40 years later…Remembering the Hardy flood

Photo/Historical photo of 1982 Hardy flood from Spring River Times James Bates
The Spring River Bridge at Hardy on Dec. 2 1982 during the flood. The river rose a few inches higher before it crested after receiving 13 inches of rain in a 12 hour period.

By: Tammy Curtis, Managing Editor

The people of Hardy are no strangers to the wrath of Mother Nature, when the normally scenic Spring River quickly outpours her banks during massive rainfalls. The largest flood in the area occurred forty years ago On Dec. 2, 1982 and with it, took the old steel bridge that many remember jumping from as a child.

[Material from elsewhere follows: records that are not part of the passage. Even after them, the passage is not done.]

PR #1062, opened 2025-01-27
task/refactor-bot-details/JAIA-1807 

JRoybot:
Refactored the BotDetails Panel to use Global Context and the Data Model and to clean things up as much as possible.

- Renamed file BotDetails.tsx
- Renamed component BotDetails
- Moved Bot commands to src/web/types/commands.ts
- Split functions that send commands into an issue/send model (similar to HubDetails) to isolate API logic from React code
- Moved non-react code to bot-details.ts
- Created BotDetails test skeleton, no functioning test yet
- Replaced all references to the bot and hub data from props with data from the Global Context
- Replaced as many references to mission data from props as possible
   - Still need to implement missions fully in the data model
   - Some mission related functions like Toggle Edit Mode and Run Mission not working until that is done
- Added repeat_index to MissionStatus in data model
- Added missing TrailParameters to src/web/utils/protobuf-types.ts
   - replaced use of src/web/shared/JAIAProtobuf with src/web/utils/protobuf-types.ts in opened files
- Changed DownloadQueue to a queue of Bot IDs to simplify use
- Used GlobalActions to handle closing of panel and toggling accordion states
- Simplified GlobalActions and GlobalContext handling of selecting the hub or bots (now referred to as nodes)
- Nested support functions into BotDetails and moved non-React code into bot-details.ts
- Moved as much inline logic for onClick and onChange properties into handler functions as possible at this time
- Modified jestconfig to allow non test files in __tests__ without dummy tests
   - TaskSettingsPanel contains dummy test in file that can be removed

Known Follow up Work

- Once Mission Management has been added to GlobalContext, remove mission and run data from Props and refactor logic
-  TakeControl functions and logic still needs rework, should use GlobalContext
- props.deleteSingleMission to be removed once mission management is incorporated into data model
- RC Mode needs to be reworked and incorporated into the data model
- Download Queue should be reworked globally
- Download Processing should be reworked globally
- Logic involved with disabling buttons and button controls needs rework, mostly left alone
-


michael-jaia (changes requested):
Jeff, the function comments are a good start. Can you get them to follow the structure here: https://github.com/jaiarobotics/jaiabot/blob/1.y/src/doc/markdown/page110_coding_standards.md

src/web/containers/BotDetails/bot-details.ts
```diff
@@ -0,0 +1,303 @@
...
+ *
+ * @returns {string}
+ */
+export function getDistToHub(bot: Bot, hub: Hub) {
+    const botGPS: GPS = bot.getBotSensors().getGPS();
+    const hubGPS: GPS = hub.getHubSensors().getGPS();
+
+    let distToHub = "N/A";
+    if (botGPS && hubGPS) {
+        const botloc = turf.point([botGPS.getLat(), botGPS.getLon()]);
```
michael-jaia: NIT: `botLocation` and `hubLocation`

src/web/containers/BotDetails/bot-details.ts
```diff
@@ -0,0 +1,303 @@
...
+/**
+ * Provides message for clicking on map
+ *
+ * @returns {string}
+ */
+// TODO Edit mode toggle and related items not functional
+// until more functionality is add to the mission management
+export function getClickOnMapString(mission: Mission) {
+    let editString = "";
+    if (mission?.getCanEdit()) {
```
michael-jaia: We should be able to remove the `?`

src/web/containers/BotDetails/bot-details.ts
```diff
@@ -0,0 +1,303 @@
...
+    }
+    return distToHub;
+}
+
+/**
+ * Provides message for clicking on map
+ *
+ * @returns {string}
+ */
+// TODO Edit mode toggle and related items not functional
```
michael-jaia: For uniformity with the function comments, lets pop the TODO into the @notes section

src/web/containers/BotDetails/bot-details.ts
```diff
@@ -0,0 +1,303 @@
...
+// until more functionality is add to the mission management
+export function getClickOnMapString(mission: Mission) {
```
michael-jaia: Maybe `getHelperText`? I think `getClickOnMapString` could be a little confusing.

src/web/containers/BotDetails/bot-details.ts
```diff
@@ -0,0 +1,303 @@
...
+    }
+    return editString;
+}
+
+/**
+ * Provides off load percentage
+ *
+ * @returns {string}
+ */
+export function getBotOffloadPctString(botID: number, hub: Hub) {
```
michael-jaia: I think we should call this `getBotOffloadPercent`

src/web/containers/BotDetails/bot-details.ts
```diff
@@ -0,0 +1,303 @@
...
+    return botOffloadPercentage;
+}
+
+/**
+ * Provides repeat status message
+ *
+ * @returns {string}
+ */
+export function getRepeatNumberString(mission: Mission, missionStatus: MissionStatus) {
+    var repeatNumberString = "N/A";
```
michael-jaia: Switch to `let`

src/web/containers/BotDetails/bot-details.ts
```diff
@@ -0,0 +1,303 @@
...
+    }
+    return botOffloadPercentage;
+}
+
+/**
+ * Provides repeat status message
+ *
+ * @returns {string}
+ */
+export function getRepeatNumberString(mission: Mission, missionStatus: MissionStatus) {
```
michael-jaia: Similar here, I'm thinking `getRepeat` or `getMissionRepeat` might be crisper. Or maybe `formatRepeatProgress`

src/web/containers/BotDetails/bot-details.ts
```diff
@@ -0,0 +1,303 @@
...
+    var repeatNumberString = "N/A";
+    if (missionStatus?.repeat_index != null) {
```
michael-jaia: I am finding this logic a little confusing. If `missionStatus.repeat_index` is not null, would `mission.getRepeats()` ever be null?

src/web/containers/BotDetails/bot-details.ts
```diff
@@ -0,0 +1,303 @@
...
+    return botLogging;
+}
+
+/**
+ * Provides Active wapoint name and distance
+ *
+ * @returns {string , string}
+ */
+
+export function getActiveWptStrings(missionStatus: MissionStatus) {
```
michael-jaia, line 141: Should this be broken down into two different functions?

src/web/containers/BotDetails/bot-details.ts
```diff
@@ -0,0 +1,303 @@
...
+        if (mission.runIdInEditMode === run.id) {
+            mission.runIdInEditMode = "";
+        }
+        return run.command;
+    } else {
+        return null;
+    }
+}
+
+interface DisableInfo {
```
michael-jaia: Let's move the interface to the top of the file

src/web/containers/BotDetails/bot-details.ts
```diff
@@ -0,0 +1,303 @@
...
+// Utility Imports
+import * as turf from "@turf/turf";
+
+/**
+ * Provides class name and status age
+ *
+ * @returns { string , string }
+ */
+
+export function getStatusAge(bot: Bot) {
```
michael-jaia: I think for this one we should just return the class name and get the status age from `bot.getStatusAge()` in other parts of the code

michael-jaia (changes requested):

src/web/containers/BotDetails/bot-details.ts
JRoybot: I think we need it.  The details panel can be  displayed when a bot has no mission.

src/web/containers/BotDetails/bot-details.ts
JRoybot: It shouldn't be but since they are managed separately I figured it would be a good check just in case something was broken.  I will simplify it

src/web/containers/HubDetails/HubDetails.tsx
```diff
@@ -1,7 +1,12 @@
 // React -- Jaia
-import React, { useContext, useEffect, useState } from "react";
-import { GlobalContext, GlobalDispatchContext } from "../../context/Global/GlobalContext";
+import { useContext, useEffect, useState } from "react";
 import { GlobalActions } from "../../context/Global/GlobalActions";
+import {
+    GlobalContext,
+    GlobalDispatchContext,
+    HubAccordionNames,
+    PodElement,
```
michael-jaia: Should this be `NodeType`?

src/web/context/Global/GlobalContext.tsx
```diff
@@ -9,8 +9,9 @@ export interface GlobalContextType {
     clientID: string;
     controllingClientID: string;
     selectedPodElement: SelectedPodElement;
-    showHubDetails: boolean;
+    shownDetails: PodElement;
```
michael-jaia: What do you think about `visibleDetails`?

src/web/context/Global/GlobalContext.tsx
```diff
@@ -9,8 +9,9 @@ export interface GlobalContextType {
...
     hubAccordionStates: HubAccordionStates;
+    botAccordionStates: BotAccordionStates;
     isRCMode: boolean;
 }
```
michael-jaia, line 17: Can `selectedPodElement` be removed?

src/web/context/Global/GlobalContext.tsx
```diff
@@ -19,40 +20,84 @@ export interface SelectedPodElement {
...
+    imu: false,
+    sensor: false,
+};
+
 export interface GlobalAction {
     type: GlobalActions;
     clientID?: string;
-    hubID?: number;
-    hubAccordionName?: string;
+    elementType?: PodElement;
```
michael-jaia: Should these be switched to `nodeType` and `nodeID`?

src/web/context/Global/GlobalContext.tsx
```diff
@@ -19,40 +20,84 @@ export interface SelectedPodElement {
...
+    elementID?: number;
+    hubAccordionName?: HubAccordionNames;
+    botAccordionName?: BotAccordionNames;
 }
 
 interface GlobalContextProviderProps {
     children: ReactNode;
 }
 
+// TODO: NodeType
```
michael-jaia: Switch to `NodeType`

src/web/context/Global/GlobalContext.tsx
```diff
@@ -19,40 +20,84 @@ export interface SelectedPodElement {
...
-    commands: false,
-    links: false,
-};
-
 export const globalDefaultContext: GlobalContextType = {
     clientID: "",
     controllingClientID: "",
-    selectedPodElement: null,
-    showHubDetails: false,
+    selectedPodElement: { type: PodElement.NONE, id: -1 },
```
michael-jaia: Switch to `selectedNode`

src/web/context/Global/GlobalContext.tsx
```diff
@@ -138,132 +177,100 @@ function handleExitedRCMode(mutableState: GlobalContextType) {
...
-        mutableState.selectedPodElement.type === PodElement.HUB;
-
-    if (isHubSelected) {
-        mutableState.showHubDetails = false;
+function handleClickedNode(mutableState: GlobalContextType, type: PodElement, id: number) {
+    if (isNaN(id)) throw new Error("Invalid hub or bot id");
+
+    // Clicked currently selected element
+    if (mutableState.selectedPodElement.type == type && mutableState.selectedPodElement.id == id) {
+        // Close deselect and close details
```
michael-jaia: Maybe switch to "Close details and deselect node"

src/web/context/Global/GlobalContext.tsx
```diff
@@ -138,132 +177,100 @@ function handleExitedRCMode(mutableState: GlobalContextType) {
...
-function handleClickedHubTab(mutableState: GlobalContextType, hubID: number) {
-    if (isNaN(hubID)) throw new Error("Invalid hubID");
-
-    const isHubSelected =
-        mutableState.selectedPodElement !== null &&
-        mutableState.selectedPodElement.type === PodElement.HUB;
-
-    if (isHubSelected) {
-        mutableState.showHubDetails = false;
+function handleClickedNode(mutableState: GlobalContextType, type: PodElement, id: number) {
```
michael-jaia: Fantastic function, night and day from the previous implementation

src/web/context/Global/GlobalContext.tsx
```diff
@@ -138,132 +177,100 @@ function handleExitedRCMode(mutableState: GlobalContextType) {
...
-    if (isHubSelected) {
-        mutableState.selectedPodElement = null;
-        mutableState.showHubDetails = false;
-    } else {
-        mutableState.selectedPodElement = { type: PodElement.HUB, id: hubID };
-        mutableState.showHubDetails = true;
-    }
-    return mutableState;
-}
+function handleClickedHubAccordion(mutableState: GlobalContextType, accordionName: string) {
```
michael-jaia: I think we can have `accordionName` of type `HubAccordionNames`

src/web/context/Global/GlobalContext.tsx
```diff
@@ -138,132 +177,100 @@ function handleExitedRCMode(mutableState: GlobalContextType) {
...
 /**
- * Opens and closes the HubDetails accordion tabs
+ * Opens and closes the BotDetails accordion tabs
  *
  * @param {GlobalContextType} mutableState State object ref for making modifications
  * @param {string} accordionName Which accordion to open or close
  * @returns {GlobalContextType} Updated mutable state object
  */
-function handleClickedHubAccordion(mutableState: GlobalContextType, accordionName: string) {
+function handleClickedBotAccordion(mutableState: GlobalContextType, accordionName: string) {
```
michael-jaia: Same here, I think we can have `accordionName` of type `BotAccordionNames`

src/web/jest.config.js
```diff
@@ -171,6 +171,8 @@ const config = {
     // The regexp pattern or array of patterns that Jest uses to detect test files
     // testRegex: [],
 
+    // Only treat files in __tests__ directories with test in the file name as tests
+    testRegex: "__tests__/.*test\\.[jt]sx?$",
```
michael-jaia, line 175: Nice add!

src/web/types/jaia-system-types.ts
```diff
@@ -4,4 +4,5 @@ export interface MissionStatus {
     missionState?: MissionState;
     activeGoal?: number;
     distanceToActiveGoal?: number;
+    repeat_index?: number;
```
michael-jaia: Let's switch this to `repeatIndex` to fit the camelCase convention

src/web/utils/command.ts
```diff
@@ -93,3 +57,34 @@ export async function sendHubCommand(hubID: number, hubCommand: CommandInfo) {
         jaiaAPI.postCommandForHub(command);
     }
 }
+
+// TODO Look into consolidating the logic below
```
michael-jaia: Remove todo comment, I made a note to add a ticket

michael-jaia (changes requested):
Jeff, I just went through the second half of the PR. Great changes. The comments will include a couple of things I noticed along the way.

src/web/context/Global/GlobalContext.tsx
JRoybot: No we need that to get the bot ID

src/web/containers/BotDetails/BotDetails.tsx
```diff
@@ -0,0 +1,1135 @@
...
+
+    useEffect(() => {
+        addDropdownListener("accordionContainer", "botDetailsAccordionContainer", 30);
+    }, []);
+
+    // Make sure everything we need from Context is valid
+    // Otherwise do not render panel
+    if (
+        jaiaSystemContext === null ||
+        globalContext.visibleDetails != NodeType.BOT ||
```
michael-jaia: Do we need both `globalContext` checks?

src/web/containers/BotDetails/BotDetails.tsx
```diff
@@ -0,0 +1,1135 @@
...
+    );
+
+    useEffect(() => {
+        addDropdownListener("accordionContainer", "botDetailsAccordionContainer", 30);
+    }, []);
+
+    // Make sure everything we need from Context is valid
+    // Otherwise do not render panel
+    if (
+        jaiaSystemContext === null ||
```
michael-jaia, line 124: If we check for `jaiaSystemContext` being `null`, should we check for `globalContext` being `null`?

src/web/containers/BotDetails/BotDetails.tsx
```diff
@@ -0,0 +1,1135 @@
...
+                create: () => "none",
+            },
+        }),
+    );
+
+    useEffect(() => {
+        addDropdownListener("accordionContainer", "botDetailsAccordionContainer", 30);
+    }, []);
+
+    // Make sure everything we need from Context is valid
```
michael-jaia: What do you think of not having these comments here? I feel like the code tells the story in this case.

src/web/containers/BotDetails/BotDetails.tsx
```diff
@@ -0,0 +1,1135 @@
...
+    if (
+        jaiaSystemContext === null ||
+        globalContext.visibleDetails != NodeType.BOT ||
+        globalContext.selectedNode.type != NodeType.BOT
+    ) {
+        return <div></div>;
+    }
+
+    // Pull Data from the Context
+    const DEFAULT_HUB_ID = 1;
```
michael-jaia, line 131: This will be a good case for the ticket on creating a file for reusable const variables

src/web/containers/BotDetails/BotDetails.tsx
```diff
@@ -0,0 +1,1135 @@
...
+        }
+        return dataOffloadButton;
+    }
+
+    /**
+     * Provides Health Row
+     *
+     * @returns {React.Fragment} Health row HTML
+     */
+    function healthRow(bot: Bot, allInfo: boolean) {
```
michael-jaia, line 227: I would like to see this as its own component, but I think that will be better suited for a different ticket.

src/web/containers/BotDetails/__tests__/BotDetailsMockProps.tsx
```diff
@@ -0,0 +1,115 @@
...
+import {
+    HealthState,
+    BotType,
+    MissionState,
+    CommandType,
+    MissionStart,
+    MovementType,
+} from "../../../utils/protobuf-types";
+
+let mission: MissionInterface = {
```
michael-jaia: Since this interface is going to change, I don't think it makes sense to keep this mock and the test skeleton in the code

src/web/context/Global/GlobalContext.tsx
michael-jaia: What about changing `SelectedPodElement` to `SelectedNodeElement`?

src/web/containers/BotDetails/bot-details.ts
michael-jaia: What do you think of an implementation like this:
```
export function getWaypontHelperText(mission: Mission) {
    if (!mission || mission.getCanEdit()) {
        return "Click on the map to create waypoints"
    }
    return "Click edit toggle to create waypoint";
}
```

src/web/containers/BotDetails/BotDetails.tsx
```diff
@@ -0,0 +1,1135 @@
...
+    if (!bot) {
+        return <div></div>;
+    }
+
+    // TODO some mission related code was changed to use the mission
+    // from globalContext but the management of missions in globablContext
+    // is not complete.  getMissionID will return -1 untill it is done
+    // known bugs affected by this include
+    // Edit Mode Toggle, Play Button etc
+    let mission: Mission;
```
michael-jaia: I'm thinking we may not need this if statement because mission will be undefined if it does not exist regardless of this check

src/web/containers/BotDetails/BotDetails.tsx
JRoybot: I think it is a good idea because a bot has to be selected AND the visibleDetails should be Bot.   In theory one should never be set without the other but because that is external there is no garuantee

src/web/context/Global/GlobalContext.tsx
JRoybot: went with SelectedNode

src/web/containers/BotDetails/BotDetails.tsx
michael-jaia: If we get into a state where the `visibleDetails` equals `NodeType.BOT` but the `selectedNode.type` does not equal `NodeType.BOT` then we have a fundamental bug on our hands which should not make its way into the code with testing and peer reviews. I think the extra check can be perceived as not trusting what we know, and I do not want that to be sprinkled throughout the codebase.

src/web/containers/BotDetails/BotDetails.tsx
```diff
@@ -0,0 +1,1132 @@
...
+    const missionID = missionsManager.getMissionID(botID);
+    mission = missions.getMission(missionID);
+
+    const missionStatus: MissionStatus = bot.getMissionStatus();
```
michael-jaia, line 149: We need to be a little tighter with defining our variables at the top. I think we should be consistent with how we are getting the sensor data (even if it means we need a few more lines of code). GPS, IMU, Temperature, and Pressure should all be accessed in a similar structure. Same goes for missionState, sometimes we use the `missionState` variable and sometimes we use `missionStatus?.missionState`. I would like to see the whole chain, so we know where there is the possibility of a value being undefined.

src/web/containers/BotDetails/BotDetails.tsx
```diff
@@ -0,0 +1,1132 @@
...
+    }
+
+    // TODO some mission related code was changed to use the mission
+    // from globalContext but the management of missions in globablContext
+    // is not complete.  getMissionID will return -1 untill it is done
+    // known bugs affected by this include
+    // Edit Mode Toggle, Play Button etc
+    let mission: Mission;
+    const missionID = missionsManager.getMissionID(botID);
+    mission = missions.getMission(missionID);
```
michael-jaia: I think we should use `mission = jaiaSystemContext.missions.get(missionID)` and move this up with the Hub and Bot definitions for consistency

src/web/containers/BotDetails/BotDetails.tsx
```diff
@@ -0,0 +1,1132 @@
...
+        });
+    }
+
+    async function runRCMode(bot: Bot) {
+        if (!bot) {
+            warning("No bots selected");
+            return null;
+        }
+
+        const botLat = bot.getBotSensors()?.getGPS()?.getLat();
```
michael-jaia: Related to the comment up top, I think it is key, that we pick a way to access the data and be consistent with it.

src/web/containers/BotDetails/BotDetails.tsx
```diff
@@ -0,0 +1,1132 @@
...
+                                        className="nestedAccordionContainer"
+                                    >
+                                        <AccordionSummary
+                                            expandIcon={<ExpandMoreIcon />}
+                                            aria-controls="panel1a-content"
+                                            id="panel1a-header"
+                                        >
+                                            <Typography>GPS</Typography>
+                                        </AccordionSummary>
+                                        <AccordionDetails>
```
michael-jaia, line 1016: We do not need `?` for accessing the sensor data since the classes will have the accessor methods regardless of whether the data is present. We would need to `?` for the actions we take after accessing the data.

src/web/containers/BotDetails/BotDetails.tsx
JRoybot: I'll make the change but I was always taught to never trust another piece of code ;-)

src/web/containers/BotDetails/BotDetails.tsx
JRoybot: This is in one of the functions I did not touch because I think it will need to be rewritten later.  The reason for the inconsistency is because bot in that context is the inner function parameter not the bot declared in BotDetails When I started those functions were not nested in BotDetails so everything needed to be passed in.  Now that they are nested all the data is available as part of BotDetails
Do you want me to restructure all of those function parameter profiles for the functions we intend to revisit?

src/web/containers/BotDetails/BotDetails.tsx
JRoybot: Removed most of them, please check to make sure I did what you expected

src/web/containers/BotDetails/BotDetails.tsx
JRoybot: Made changes I thought were appropriate.  Please double check it is what you expected

michael-jaia (approved):

michael-jaia:
Jeff, great work sifting through `Details.tsx` and splitting the bulk of it into `BotDetails.tsx` and `bot-details.ts`. Integrating the component with our `GlobalContext`  and `JaiaSystemContext` is a big step forward.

Few residents who lived in Hardy, Highland and Cherokee Village forty years ago can ever recall a worse few days in weather history.
Just one day prior to the anniversary of the Great Hardy flood and Highland tornado, a large group gathered at the Hardy Gym to reflect on their memories of the flood and its impact on the area. The Hardy History Association hosted their monthly meeting with discussion and presentation about the floor.
Prior to 1982, historical documentation indicates the Great Flood of 1927 was the most destructive and costly flood in Arkansas history and one of the worst in the nation.
A slide show of old newspaper articles from the Spring River Times and photos was hosted by Nanette Daughtery. Andy Jackson, who lives in his father’s cabin on the banks of the river at Many Islands, was the first to speak. He told two stories from his neighbor and friends accounts of the night of the flood.
Jack Dawson, who was his neighbor and had built an octagon cabin on the river with a feeder creek that backs up during heavy rain. He said the night of the flood, the couple were downstairs and went upstairs for bed and his wife, Cybil, walked downstairs and tole her husband the cabin is flooding and going to “go”. She told him they needed to seek safety, and Jack refused, “If it goes I will go with it,” he proclaimed. Cybil, on the other hand, sought safety in a nearby cabin on higher ground. The river blew out their lower windows and washed their furniture out. A few day later as NAEC was restoring power, they found a coffee table they told them they felt belonged to them. “They go up there and it is their coffee table. It had Cybil’s purse on it, his wallet, both of their keys, their drinks and both of their cards from playing Gin Rummy… Nothing was scathed. It was all still on the table. They lost both of their vehicles.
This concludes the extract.